Friday, March 28, 2008

Breaking up is hard to do.

My dearest Winter,

Well hello there. I know we haven't seen much of each other in the last few weeks. I've been enjoying the sun again. Playing basketball, practicing chipping in the backyard, even doing a little yard work. But then, out of nowhere, this morning you come barging back into my life. I don't really appreciate it. You have to accept it, Spring and I are in the throes of a torrid love affair. And you are just not welcome here anymore. I mean, what are you even doing still hanging around? Easter was last week, for crying out loud! Can't you take a hint. We even had it moved up to try and convince you further.

I know you mean well. But... I don't know. The timing just isn't right. And we aren't a very good match. You're cold and unwelcoming. While I'm more of a sunny disposition type of guy. Suffice it to say, it's not you... it's me.

So, if you wouldn't mind, please stop trying to contact me. Stop "accidentally" meeting up with me when I'm trying to clear brush out back. There's nothing wrong with you. I've just... I've moved on as a person. You're too cold for me. You're unfeeling. Discontented. Yes, that's it. You are my winter of discontent.

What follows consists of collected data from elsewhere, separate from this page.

PR #491, opened 2016-09-27
Add an MSVC builder and rename the old one as GNU, but do not gate.

larsbergstrom:
This does a few things:
1) Adds a `servo-windows2` buildbot
2) Adds a `-msvc` version of our build rules
3) Renames the default windows build to `-gnu`

r? @aneeshusa or @edunham

---

This change is [Reviewable](https://reviewable.io/reviews/servo/saltfs/491)


buildbot/master/files/config/master.cfg
```diff
@@ -179,8 +181,9 @@ c['builders'] = [
     DynamicServoBuilder("mac-rel-css", MAC_SLAVES, envs.build_mac),
     DynamicServoBuilder("mac-rel-intermittent", MAC_SLAVES, envs.build_mac),
     DynamicServoBuilder("mac-rel-wpt", MAC_SLAVES, envs.build_mac),
-    DynamicServoBuilder("windows-dev", WINDOWS_SLAVES, envs.build_windows),
-    DynamicServoBuilder("windows-nightly", WINDOWS_SLAVES, envs.build_windows),
+    DynamicServoBuilder("windows-dev-gnu", WINDOWS_SLAVES, envs.build_windows_gnu),
+    DynamicServoBuilder("windows-dev-msvc", WINDOWS_SLAVES, envs.build_windows_msvc),
```
aneeshusa: Our factories have extra logic for `"windows-*"` builders, and I don't think it would all apply to MSVC. You'll likely need to either change that logic or use a raw util.BuilderConfig with a different factory (similar to the doc builder).

edunham:
Reviewable has not handled the rebasing and force pushing here gracefully at all. I've inspected the GitHub diffs, since they show latest commit vs master, and it looks like you've successfully addressed Aneesh's concerns about the windows.* logic in the factories. Assuming the path wizardry is correct, this looks good to me.

---

Reviewed 2 of 4 files at r2, 1 of 3 files at r3, 1 of 3 files at r4, 2 of 2 files at r5.
Review status: all files reviewed at latest revision, 2 unresolved discussions, some commit checks failed.

---

*[buildbot/master/files/config/environments.py, line 74 at r2](https://reviewable.io:443/reviews/servo/saltfs/491#-KTjT_OHVISQIhmu3lmI:-KTjT_OINoXiJkWh0rUA:b3dpfng) ([raw file](https://github.com/servo/saltfs/blob/02aa806eafbe354cb865dfa993b66cfc266e3648/buildbot/master/files/config/environments.py#L74)):*
> ```Python
>         r'C:\Program Files\Amazon\cfn-bootstrap',
>         r'C:\Program Files\Git\cmd',
>         r'C:\Program Files (x86)\WiX Toolset v3.10\bin',
> ```

I'll take your word for it that these paths are correct; I haven't dug around in the Windows builders enough to recognize if they were wrong

---


*Comments from [Reviewable](https://reviewable.io:443/reviews/servo/saltfs/491#-:-KTjUDLRub7glOAUA2Xd:b-5ki3r9)*

aneeshusa:
In some places you've updated one implementation but not the other, please make sure they both match so we don't have strange regressions after #504.

aneeshusa:
Didn't see you had updated this, will review after my exam.

larsbergstrom:
No worries! I just did it and need to redo it (splitting it into servo/servo, too), as I just bitrotted it by landing your other fix, which I'd unfortunately not reviewed while I was out sick for most of the last week.

Possibly I can pre-land the "extra" builders into servo/servo first and if that doesn't break anything then I can land the salt/buildbot-side changes second without breaking things. And then a follow-up in servo/servo to remove the now-deprecated builders?

aneeshusa:
I'd like to get #504 deployed and working before we change the builder/steps list again, in case we need to do a rollback/revert/quickfix. But yes, that 3-step process sounds good.

aneeshusa:
Filed https://github.com/servo/servo/issues/13838 to make it easier to change `buildbot_steps.yml` in the future without causing breakage.

larsbergstrom:
r? @edunham @aneeshusa 

I think this'll do it for adding the new normal and nightly builders. Note that it can't be deployed until I land the corresponding servo-side changes to the steps.yml file (which I'm currently testing and should have up shortly).

buildbot/master/files/config/factories.py
```diff
@@ -211,10 +213,11 @@ def make_step(self, command):
                 step_kwargs['logfiles'][logfile] = logfile
 
             # Provide environment variables for s3cmd
-            elif arg == './etc/ci/upload_nightly.sh':
+            elif arg == './etc/ci/upload_nightly.sh' or
+                 next(args) == r'.\etc\ci\upload_nightly.sh':
```
aneeshusa: Why use `next(args)` here instead of `arg`? Seems like a bug.

buildbot/master/files/config/factories.py
```diff
@@ -211,10 +213,11 @@ def make_step(self, command):
...
                 step_kwargs['logEnviron'] = False
                 step_env += envs.upload_nightly
-                if self.is_windows:
+                if self.is_win_gnu:
                     # s3cmd on Windows only works within msys
```
aneeshusa: No idea, but should this comment be updated to reference Windows GNU only?

buildbot/master/files/config/factories.py
larsbergstrom: I was originally using `python .\etc\ci\upload_nightly.sh` in the buildbot_steps.yml file :-) I just found out that it works OK without the python prefix, so I'll remove the next and updated the servo-side PR to the yml file.

buildbot/master/files/config/factories.py
```diff
@@ -90,6 +90,8 @@ def setDefaultWorkdir(self, workdir):
     @defer.inlineCallbacks
     def run(self):
         self.is_windows = re.match('windows.*', self.builder_name) is not None
+        self.is_win_gnu = re.match('windows.*gnu', builder_name) is not None
+        self.is_win_msvc = re.match('windows.*msvc', builder_name) is not None
```
larsbergstrom: Removing.

buildbot/master/files/config/factories.py
larsbergstrom: Yes, addressed.

buildbot/master/files/config/factories.py
aneeshusa: Wait, that's definitely not a Python script but bash - will bash scripts run properly on MSVC?

larsbergstrom:
Also, w.r.t. the question, I tested the bash script on my Windows box and CMD.EXE and it all works. We'll have to see how things turn out on the builders themselves, but I expect to see a bunch of iteration on the packaging steps for the MSVC build after this lands anyway (e.g., it currently shares with the `-gnu` version, so it packages a bunch of binaries that are not required). I just wanted to have a first version available to iterate on :-)

buildbot/master/files/config/factories.py
```diff
@@ -90,6 +90,7 @@ def setDefaultWorkdir(self, workdir):
     @defer.inlineCallbacks
     def run(self):
         self.is_windows = re.match('windows.*', self.builder_name) is not None
+        self.is_win_gnu = re.match('windows.*gnu', builder_name) is not None
```
aneeshusa: `self.builder_name`

aneeshusa: Also, with the modification in https://github.com/servo/servo/pull/14651#issuecomment-268398195, these regexes can just become `windows` and `windows-gnu`, as `re.match` only checks the beginning of the string for a match and ignores any further characters.

aneeshusa: Also, you can remove the `is not None` for both of these, which will let them fit under the line limit.

buildbot/master/files/config/factories.py
```diff
@@ -211,11 +212,12 @@ def make_step(self, command):
                 step_kwargs['logfiles'][logfile] = logfile
 
             # Provide environment variables for s3cmd
-            elif arg == './etc/ci/upload_nightly.sh':
+            elif arg == './etc/ci/upload_nightly.sh' or
+                 arg == r'.\etc\ci\upload_nightly.sh':
```
aneeshusa: I recommend surrounding this in brackets and using block ident:
```python
elif (
    arg == './etc/ci/upload_nightly.sh'
    or arg == '.\etc\ci\upload_nightly.sh'
):
    step_kwargs['logEnviron'] = ...
```
Another option that IMO looks nicer (although loses short-circuiting) is:
```python
elif any([
    arg == './etc/ci/upload_nightly.sh',
    arg == r'.\etc\ci\upload_nightly.sh',
]):
    step_kwargs['logEnviron'] = ...
```

buildbot/master/files/config/master.cfg
```diff
@@ -101,8 +102,10 @@ c['schedulers'].append(schedulers.ForceScheduler(
         "mac-rel-intermittent",
         "mac-rel-wpt1",
         "mac-rel-wpt2",
-        "windows-dev",
-        "windows-nightly",
+        "windows-dev-gnu",
```
aneeshusa: Please change to `windows-gnu-dev` per https://github.com/servo/servo/pull/14651#issuecomment-268398195, as well as the other instances.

I want you to be happy again, like when we were younger. I want both of us to be happy. But that can never happen if you don't leave me. If you don't take some time away and try to get back in touch with yourself. In touch with that season I first fell in love with so long ago.

Go. You need to spread your wings. Maybe take a trip to Australia. Or South America. Somewhere in the southern hemisphere, is what I'm driving at. And maybe (and this is a BIG maybe), if you can prove to me that you've changed, maybe then we can try to work things out. But I just need time. Eight months or so, preferably.

But if you try and contact me again before Thanksgiving, then you can just forget about reconciliation. Because we are through.

And I will do everything in my power to eradicate you from my life. Excessive use of hydrocarbons- check. A heavily advertised campaign to bring back CFCs- check. Massive amounts of littering- check. I will personally go to the Arctic and melt the polar ice caps with a blow torch if necessary.

So please, just leave me alone for the time being. Leave me, and everyone associated with me to our own devices. We both know it's for the best. I will always love you. But I need some space away from you right now. Please take care of yourself. And know that in the dog days of August, when I'm on my fourth shirt at 10 in the morning because I have already sweat through the previous three, I will be thinking of you.

With all my love and affection,

Your dearest Adam





P.S. My lilac bush would also appreciate your leaving.

3 comments:

You're not in this alone said...

So you send me your winter because I said that things about mice?

T_T


It is cold in here. There's the sun, but is cold.

Sra said...

Amen! Lovely piece, this.

In great bi-polar Utah weather fashion, Winter reared its ugly head thursday morning only to melt away into sunny spring in the afternoon. You just never know when old loves are going to rear their ugly heads around here.

Adam said...

sol: i sent you winter because i know it's happier with you. but don't worry, it will leave you too. and come crawling back to me. but you can keep it as long as you like. ;-D

sra: what global warming? i see no evidence.